Aber als dies dient der Konzentration auf die musikalische Interpretation. Allen voran auf das berührende Paar Mimi und Rudolfo. Sehoon Moon hat die Rolle des Rodolfo von Long Long übernommen, der auf Grund von Visa Verzögerungen leider die Proben nicht mitmachen konnte. Der Koreaner erfüllt die Rolle des strahlenden mitfühlenden Liebhabers zur vollsten Zufriedenheit. Lyrische Höhen, die er auch in feiner Legatokultur breit auffächern kann, ein sympathisch weiches Timbre mit klarer Diktion kennzeichnen seine Stimme. Yaritza Veliz als Mimi bezaubert mit junger Frische, locker und leicht geführter Stimme. Auch spielerisch fügt sie sich der Rolle gut ein. Wohlig weich passt sie sich in den Duetten ihrem Partner an. Daniel Scofield ist ein unscheinbarer Marcello. Seine Stimme sitzt tief verschlossen und bleibt farblos. Vuvu Mpofu als seine angebetene wechselhafte Musetta hat dagegen eine kräftige Stimme mit Umfang in der Höhe und dunklen Tiefen. Im Spiel bleibt die Südaftikanerin hölzern. Ivo Stanchev singt die düstere Mantelarie mit viel Wehmut ordentlich und berührend. Luthando Qave versucht als Schaunard Munterkeit und Flair in der Tristesse zu erzeugen bleibt aber ein exotischer Fremdkörper in seinem abwegigen Oitfit im Frack und seinen gekünstelten Bewegungen.

Christopher Lemmings begleitet als personifizierter Tod, der über der kranken Mimi schwebt, die Handlung stumm mit wenigen Gesten.
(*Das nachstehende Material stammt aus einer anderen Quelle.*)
PR #8, opened 2024-11-05
grpc server scaffolding

suurkivi:
grpc server scaffolding

For now, run on port 50060 + <id>

```
grpcurl -plaintext -import-path src/proto -proto src/proto/rpc.proto -d '{}' 127.0.0.1:50061 rpc.SnapchainService/SubmitMessage
ERROR:
  Code: Unimplemented
  Message: not implemented
```


src/main.rs
```diff
@@ -85,6 +103,25 @@ async fn main() -> Result<(), Box<dyn std::error::Error>> {
...
+            .serve(grpc_socket_addr)
+            .await;
+
+        let msg = "grpc server stopped";
+        match resp {
+            Ok(()) => error!(msg),
+            Err(e) => error!(error = ?e, "{}", msg),
+        }
+
+        shutdown_tx.send(()).await.ok();
```
sanjayprabhu, line 122: When will this be hit?

src/main.rs
```diff
@@ -138,7 +180,7 @@ async fn main() -> Result<(), Box<dyn std::error::Error>> {
                         }),
                         nonce: tick_count as u64,   // Need the nonce to avoid the gossip duplicate message check
                     };
-                    println!("Registering validator with nonce: {}", register_validator.nonce);
+                    info!("Registering validator with nonce: {}", register_validator.nonce);
```
sanjayprabhu, line 183: Thanks, I'll swap the remaining printlns with tracing in my next pr

src/server.rs
```diff
@@ -0,0 +1,34 @@
...
+}
+
+use rpc::snapchain_service_server::{SnapchainService, SnapchainServiceServer};
+use message::{Message};
+
+#[derive(Default)]
+pub struct MySnapchainService;
+
+#[tonic::async_trait]
+impl SnapchainService for MySnapchainService {
```
sanjayprabhu, line 28: We should put this into `network/`

build.rs
```diff
@@ -1,10 +1,15 @@
...
     // Custom type attributes required for malachite
     builder = builder.type_attribute("snapchain.ShardHash", "#[derive(Eq, PartialOrd, Ord)]");
 
-    builder.compile(&["src/proto/blocks.proto"], &["src/proto"])?;
+    builder.compile(&[
+        "src/proto/blocks.proto",
+        "src/proto/rpc.proto",
+        "src/proto/message.proto",
+        "src/proto/username_proof.proto",
+    ], &["src/proto"])?;
```
sanjayprabhu, line 12: Would be nice to autodiscover all the files, but not a priority

sanjayprabhu (approved):

src/main.rs
suurkivi: I guess for any reason the grpc server stops running. I'm not sure the full set of cases, but one common one is when the grpc server address/port is already in use.

build.rs
suurkivi: Added a TODO

Rufusfavour: Good to see this implemented as proposed in issue 5 some days ago
https://github.com/farcasterxyz/snapchain-v0/issues/5#

PR #10, opened 2024-11-06
start consuming on chain events

aditiharini:
Read onchain events and store them in memory. 

Tested with: 
`SNAPCHAIN_ONCHAIN_EVENTS__RPC_URL=<alchemy rpc url> cargo run -- --id 1`
The on chain events consumer logs every time we receive a new onchain event. I tested further by dumping the state of the module whenever there was a new on chain event. 

Example log: 
```
2024-11-06T16:26:25.880328Z  INFO snapchain::connectors::onchain_events: Processed onchain event Event {
    chain_id: 10,
    block_number: 127655803,
    block_hash: 0x72b93f463736aaaf79ae3ddb0583677201150fd312138620a50502fe72b69c16,
    block_timestamp: 1730910383,
    log_index: 86,
    fid: 874469,
    tx_index: 40,
    version: 0,
    event_type: IdRegister(
        Register {
            to: 0x9a6954bf025a570f987f7315a46121a7200f9770,
            recovery_address: 0x00000000fcb080a4d6c39a9354da9eb9bc104cd7,
        },
    ),
}
2024-11-06T16:26:25.968555Z  INFO snapchain::connectors::onchain_events: Processed onchain event Event {
    chain_id: 10,
    block_number: 127655803,
    block_hash: 0x72b93f463736aaaf79ae3ddb0583677201150fd312138620a50502fe72b69c16,
    block_timestamp: 1730910383,
    log_index: 87,
    fid: 874469,
    tx_index: 40,
    version: 0,
    event_type: StorageRent(
        StorageRentEvent {
            payer: 0x00000000fc25870c6ed6b6c7e41fb078b7656f69,
            units: 1,
            expiry: 1762446383,
        },
    ),
}
2024-11-06T16:26:26.048178Z  INFO snapchain::connectors::onchain_events: Processed onchain event Event {
    chain_id: 10,
    block_number: 127655803,
    block_hash: 0x72b93f463736aaaf79ae3ddb0583677201150fd312138620a50502fe72b69c16,
    block_timestamp: 1730910383,
    log_index: 88,
    fid: 874469,
    tx_index: 40,
    version: 0,
    event_type: Signer(
        Add {
            key: 0x4e0370582dc260309de8ffc341db721e143b03c6619e2b11f789922f793cf00b,
            key_type: 1,
            metadata: 0x000000000000000000000000000000000000000000000000000000000000002000000000000000000000000000000000000000000000000000000000000023c000000000000000000000000002ef790dd7993a35fd847c053eddae940d055596000000000000000000000000000000000000000000000000000000000000008000000000000000000000000000000000000000000000000000000000672b9b030000000000000000000000000000000000000000000000000000000000000041e835777acf64d852ef104f19491c5e9b5be6177ff629713200ec122019e726502fcb690737217078d2e3b1f800359c8793275fb06f74038d083670c5a0e4bcc71b00000000000000000000000000000000000000000000000000000000000000,
            metadata_type: 1,
        },
    ),
}
```

### DIFF
--- a/src/connectors/onchain_events/mod.rs
+++ b/src/connectors/onchain_events/mod.rs
@@ -346,12 +346,12 @@ impl Subscriber {
                 let result = self.process_log(&event).await;
                 if result.is_err() {
                     error!(
-                        "Error processing on chain event. Error: {:#?}. Event: {:#?}",
+                        "Error processing onchain event. Error: {:#?}. Event: {:#?}",
                         result.err(),
                         event,
                     )
                 } else {
-                    debug!("Processed event {:#?}", event);
+                    debug!("Processed onchain event {:#?}", event);
                 }
             }
         }
--- a/src/connectors/onchain_events/mod.rs
+++ b/src/connectors/onchain_events/mod.rs
@@ -40,7 +40,7 @@ static KEY_REGISTRY: Address = address!("00000000Fc1237824fb747aBDE0FF18990E59b7
 
 static ID_REGISTRY: Address = address!("00000000Fc6c5F01Fc30151999387Bb99A9f489b");
 
-static CHAIN_ID: u64 = 10;
+static CHAIN_ID: u64 = 10; // OP mainnet
 const RENT_EXPIRY_IN_SECONDS: u64 = 365 * 24 * 60 * 60; // One year
 
 #[derive(Debug, Serialize, Deserialize)]
--- a/src/connectors/onchain_events/mod.rs
+++ b/src/connectors/onchain_events/mod.rs
@@ -46,14 +46,12 @@ const RENT_EXPIRY_IN_SECONDS: u64 = 365 * 24 * 60 * 60; // One year
 #[derive(Debug, Serialize, Deserialize)]
 pub struct Config {
     pub rpc_url: String,
-    pub disable: bool,
 }
 
 impl Default for Config {
     fn default() -> Config {
         return Config {
-            rpc_url: "must specify rpc url in config".to_string(),
-            disable: false,
+            rpc_url: String::new(),
         };
     }
 }
@@ -68,6 +66,9 @@ pub enum SubscribeError {
 
     #[error(transparent)]
     UnableToParseLog(#[from] alloy_sol_types::Error),
+
+    #[error("Empty rpc url")]
+    EmptyRpcUrl,
 
     #[error("Log missing block hash")]
     LogMissingBlockHash,
@@ -157,15 +158,18 @@ pub struct Subscriber {
 // TODO(aditi): Wait for 1 confirmation before "committing" an onchain event.
 impl Subscriber {
     pub fn new(config: Config) -> Result<Subscriber, SubscribeError> {
+        if config.rpc_url.is_empty() {
+            return Err(SubscribeError::EmptyRpcUrl);
+        }
         let url = config.rpc_url.parse()?;
         let provider = ProviderBuilder::new().on_http(url);
-        return Ok(Subscriber {
+        Ok(Subscriber {
             provider,
             onchain_events_by_block: HashMap::new(),
-        });
+        })
     }
 
-    pub fn add_onchain_event(
+    fn add_onchain_event(
         &mut self,
         fid: u64,
         block_number: u64,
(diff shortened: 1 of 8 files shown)


src/connectors/onchain_events/mod.rs
```diff
@@ -0,0 +1,361 @@
...
+pub struct Config {
+    pub rpc_url: String,
+    pub disable: bool,
+}
+
+impl Default for Config {
+    fn default() -> Config {
+        return Config {
+            rpc_url: "must specify rpc url in config".to_string(),
+            disable: false,
```
suurkivi, line 56: I wonder if we should disable by default (at least for now) so that snapchain can run without needing to set the rpc_url?

In the future, is it possible to point to a testnet (or some other thing) that doesn't need an API key?

What do we do for hubs? Maybe it's totally normal to just need your own API key.

src/connectors/onchain_events/mod.rs
```diff
@@ -0,0 +1,361 @@
...
+#[derive(Debug, Serialize, Deserialize)]
+pub struct Config {
+    pub rpc_url: String,
+    pub disable: bool,
+}
+
+impl Default for Config {
+    fn default() -> Config {
+        return Config {
+            rpc_url: "must specify rpc url in config".to_string(),
```
suurkivi, line 55: I noticed when this is set to a invalid url, the program exits with:

Error: UnableToParseUrl(RelativeUrlWithoutBase)

and a little hard to debug.

As a separate idea, maybe the default value can be empty (or make it optional) and then do a check at startup (but only when the component is enabled)

src/connectors/onchain_events/mod.rs
```diff
@@ -0,0 +1,361 @@
...
+    pub fn new(config: Config) -> Result<Subscriber, SubscribeError> {
+        let url = config.rpc_url.parse()?;
+        let provider = ProviderBuilder::new().on_http(url);
+        return Ok(Subscriber {
+            provider,
+            onchain_events_by_block: HashMap::new(),
+        });
+    }
+
+    pub fn add_onchain_event(
```
suurkivi, line 168: nit: a few of these can be private

src/connectors/onchain_events/mod.rs
```diff
@@ -0,0 +1,361 @@
...
+
+    pub async fn run(&mut self) -> Result<(), SubscribeError> {
+        // Subscribe to new events starting from now.
+        let filter = Filter::new().address(vec![STORAGE_REGISTRY, KEY_REGISTRY, ID_REGISTRY]);
+        let subscription = self.provider.watch_logs(&filter).await?;
+        let mut stream = subscription.into_stream();
+        while let Some(events) = stream.next().await {
+            for event in events {
+                let result = self.process_log(&event).await;
+                if result.is_err() {
```
suurkivi, line 348: nit: I (guess!) the idiomatic way would be to use `match` here. But I've be writing rust for only a few days! And I don't know if we have any established code conventions.

src/connectors/onchain_events/mod.rs
```diff
@@ -0,0 +1,361 @@
...
+            tx_index,
+            event_type,
+            chain_id: CHAIN_ID,
+            version: 0,
+        };
+        let events = self.onchain_events_by_block.get_mut(&block_number);
+        match events {
+            None => {
+                self.onchain_events_by_block
+                    .insert(block_number, vec![event]);
```
suurkivi, line 193: Is this setting the key to the empty vec if it doesn't exist? Do we also have to push the event in this case? If not, perhaps a comment to explain?

src/connectors/onchain_events/mod.rs
```diff
@@ -0,0 +1,361 @@
...
+                );
+                return Ok(());
+            }
+            Some(&KeyRegistryAbi::Migrated::SIGNATURE_HASH) => {
+                let KeyRegistryAbi::Migrated { keysMigratedAt } = event.log_decode()?.inner.data;
+                let migrated_at = Uint::to::<u64>(&keysMigratedAt);
+                add_event(0, EventType::SignerMigrated { migrated_at });
+                return Ok(());
+            }
+            _ => return Ok(()),
```
suurkivi, line 336: What events might captured by this path? Is it possible to cover all cases? (my guess is no, but not sure).

Probably worth logging/warning something here? Or would it be too noisy?

src/connectors/onchain_events/mod.rs
aditiharini: In hubs we currently require everyone to provide an rpc url in the startup command. 

Happy to disable by default for a while.

src/connectors/onchain_events/mod.rs
aditiharini: I might be misunderstanding this comment, but we do insert the event. The vec is initialized with the event inside of it.

src/connectors/onchain_events/mod.rs
aditiharini: There are a bunch of events we don't process. I'm not sure how often they actually show up, though. IMO it seems ok to just leave this codepath without logging--- we don't actually need to know if there are other events being emitted.

src/connectors/onchain_events/mod.rs
suurkivi: Yes, missed that thanks. Still getting used to reading rust.

suurkivi (approved):
nice

PR #12, opened 2024-11-06
WIP: FC message channels

suurkivi:


src/consensus/consensus.rs
```diff
@@ -176,7 +179,17 @@ impl ShardValidator {
...
-            shard_chunks: vec![],
+            shard_chunks: vec![ShardChunk {
+                hash: vec![0, 1, 2, 3],
+                header: None,
+                votes: None,
+                transactions: vec![Transaction {
+                    fid: 1234,
+                    account_root: vec![5, 5, 6, 6],
+                    system_messages: vec![],
+                    user_messages: messages.into_iter().map(|_| UserMessage {}).collect(), // TODO
```
sanjayprabhu, line 190: `UserMessage` can just be `FCMessage`, so just need to provide it `messages`

PR #14, opened 2024-11-07
use lib

suurkivi:
This is the first step in being able to import protobufs from a centralized place.

[lib]
name = "snapchain"
path = "src/lib.rs"

Pretty sure this is the convention and having src/main.rs is causing all kinds of mischief.


sanjayprabhu (approved):
Thanks, sorry about the inconvenience. I had a mental note to update this to lib.rs after your PR but I didn't realize it would cause these issues.

PR #16, opened 2024-11-08
add support for persisting blocks

aditiharini:
Introduce rocksdb to store blocks. 

Each node should get its own rocksdb directory on startup: `SNAPCHAIN_ROCKSDB_DIR=".rocks5" cargo run -- --id 5`

The rocksdb interfacing code is mostly copied over from hubble. The main changes are:
- Indexing: We were indexing messages by fid, timestamp. I changed to index by shard_id, block number. When I say “index”, I mean how we construct the prefixes for the strings we insert into rocksdb.
- Start/stop iterators: Our code for wrapper code iterating over elements in the db didn’t take a start and stop point for the iteration. It took just a single prefix and would iterate all the elements with that prefix. I modified the wrapper code to support this.

Running 
`cargo run --bin follow-blocks` and submitting a message works: 
```
...
Block 15
Block 16
Block 17
Block 18
Block 19
Block 20
Block 21
 - adc13047f02b979415c140ee08ac9fb644d72882
Block 22
Block 23
Block 24
Block 25
Block 26
...
```


src/cfg.rs
```diff
@@ -27,6 +28,7 @@ impl Default for Config {
             onchain_events: connectors::onchain_events::Config::default(),
             consensus: consensus::consensus::Config::default(),
             rpc_address: "0.0.0.0:3383".to_string(),
+            rocksdb_dir: ".rocks".to_string(),
```
suurkivi, line 31: should we modify setup.rs to create a different directory for each node?

src/consensus/consensus.rs
```diff
@@ -314,56 +321,61 @@ pub enum BlockProposerError {
 
     #[error(transparent)]
     RpcResponseError(#[from] tonic::Status),
+
+    #[error(transparent)]
+    BlockStorageError(#[from] BlockStorageError),
 }
-#[derive(Default)]
+#[derive(Default, Clone)]
```
suurkivi, line 328: Perhaps in a follow on PR we could move this to a separate file (and maybe some other big structs in here?)

src/bin/setup.rs
```diff
@@ -23,6 +23,7 @@ async fn main() {
             r#"
 id = {id}
 rpc_address=0.0.0.0:{rpc_port}
+rocksdb_dir=.rocks{i}
```
sanjayprabhu, line 26: I think this should be `nodes/id/1/.rocks`. All data for a particular node should go into the node directory.

sanjayprabhu: Let us also delete the existing .rocks directory each time we run `setup` (can customize this later, but for now, I think we don't want to preserve any state across runs)

src/cfg.rs
sanjayprabhu, line 31: Add this to .gitignore?

src/storage/db/rocksdb.rs
```diff
@@ -0,0 +1,541 @@
...
+    pub reverse: bool,
+}
+
+impl std::fmt::Debug for RocksDB {
+    fn fmt(&self, f: &mut std::fmt::Formatter<'_>) -> std::fmt::Result {
+        f.debug_struct("RocksDB").field("path", &self.path).finish()
+    }
+}
+
+impl RocksDB {
```
sanjayprabhu, line 79: Is this copied as is from the hub? Any notable changes?

src/storage/store/block.rs
```diff
@@ -0,0 +1,133 @@
...
+}
+
+pub const PAGE_SIZE_MAX: usize = 10_000;
+/** A page of messages returned from various APIs */
+pub struct BlockPage {
+    pub blocks: Vec<Block>,
+    pub next_page_token: Option<Vec<u8>>,
+}
+
+fn make_primary_key(shard_index: u32, block_number: u64) -> Vec<u8> {
```
sanjayprabhu, line 30: `make_shard_key` or `make_block_key`?

src/storage/store/block.rs
```diff
@@ -0,0 +1,133 @@
...
+) -> Result<BlockPage, BlockStorageError> {
+    let start_primary_key = make_primary_key(shard_index, start_block_number);
+    let stop_prefix =
+        stop_block_number.map(|block_number| make_primary_key(shard_index, block_number));
+
+    get_block_page_by_prefix(db, page_options, Some(start_primary_key), stop_prefix)
+}
+
+pub fn put_block(db: &RocksDB, block: Block) -> Result<(), BlockStorageError> {
+    let mut txn = db.txn();
```
sanjayprabhu, line 120: This is fine for now, but this is the what will change when we implement the transaction model. We should only commit to the db when a block if confirmed. And all db changes should be atomic

tests/consensus_test.rs
```diff
@@ -239,6 +268,7 @@ impl TestNetwork {
     pub fn stop(&self) {
         for node in self.nodes.iter() {
             node.stop();
+            node.db.destroy().unwrap();
```
sanjayprabhu, line 271: Does this get called correctly if tests fail/panic?

Cargo.toml
```diff
@@ -40,9 +39,9 @@ url = "2.5.3"
 alloy-transport = "0.5.4"
 alloy-sol-types = "0.8.11"
 ed25519-dalek = "2.1.1"
-
 pre-commit = "0.5.2"
-
+rocksdb = {git = "https://github.com/rust-rocksdb/rust-rocksdb.git", features=["multi-threaded-cf"]}
```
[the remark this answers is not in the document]
aditiharini: There was an issue with rocksdb startup in the pinned version. This is the fix but it hasn't been captured in a new version: https://github.com/rust-rocksdb/rust-rocksdb/commit/1cf906dc4087f06631820f13855e6b27bd21b972. 

It's possible that playing around with rust toolchains might solve this but I felt like doing this for now is fine.

src/storage/db/rocksdb.rs
aditiharini: Added a note on material changes in the description.

src/storage/store/block.rs
aditiharini: Sounds good, added a comment.

Cargo.toml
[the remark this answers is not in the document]
aditiharini: Pinned the rocksdb repo to the rev with the fix we need.

tests/consensus_test.rs
aditiharini: Ah no it doesn't. I implemented the `Drop` trait on `NodeForTest` to handle cleanup. Might be better to impl this closer to the source (e.g. on the rocksdb type) but this seems like it does the job for now.

src/storage/store/block.rs
```diff
@@ -0,0 +1,134 @@
...
+}
+
+fn make_block_key(shard_index: u32, block_number: u64) -> Vec<u8> {
+    let mut key = [0u8; 12];
+    // Store the shard index as big-endian in the first 4 bytes
+    key[0..4].copy_from_slice(&shard_index.to_be_bytes());
+    // Store the block number in the remaining 8 bytes
+    key[4..12].copy_from_slice(&block_number.to_be_bytes());
+
+    key.to_vec()
```
sanjayprabhu, line 37: We should have a global prefix for the type of data we're storing, similar to the Hub's RootPrefix https://github.com/farcasterxyz/hub-monorepo/blob/7b3748906efa1a5b8f9b2755c2289d0fc8904ff8/apps/hubble/src/storage/db/types.ts#L23

Otherwise we're going to have prefix collisions when we store account state.

sanjayprabhu (approved):

src/storage/store/block.rs
aditiharini: Ah good point, added.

Seine schwarze mysteriöse Präsenz drückt die Stimmung. Als Parpignol darf er auch seine dunkle Stimme zeigen.

Das London Philharmonic Orchestra stellt alljährlich das Festival Orchester in Glyndebourne. Jordan de Souza steht für die Produktion von La Boheme am Pult. Der junge Kanadier hat bereits an vielen Opernhäusern, als auch bei den Bregenzer Festspielen dirigiert. Mit viel Gespür, Tempo und nuanciertem Dirigat kreiert er aus dem Graben heraus Intimität, Emotionen und bewegende Gefühle. Nie wird es laut oder überdreht, mit geschmeidig wachsenden Volumen untermalt er Arien und Duette und unterlegt die Sänger mit satten Klangfarben. Die Handlung nimmt so Fahrt und Stimmung auf. Die Tragödie erhält einen musikalischen Rahmen vor nahezu ausverkauften Haus.

Nach zweijähriger Pause darf das Publikum wieder auf dem herrlichen Anwesen im Süden Londons bei sonnigen sommerlichen Temperaturen das beliebte Picknick einnehmen und mit dem Besuch der Oper verbinden. Ein besonderes Erlebnis das ungebrochen großen Zuspruch hat.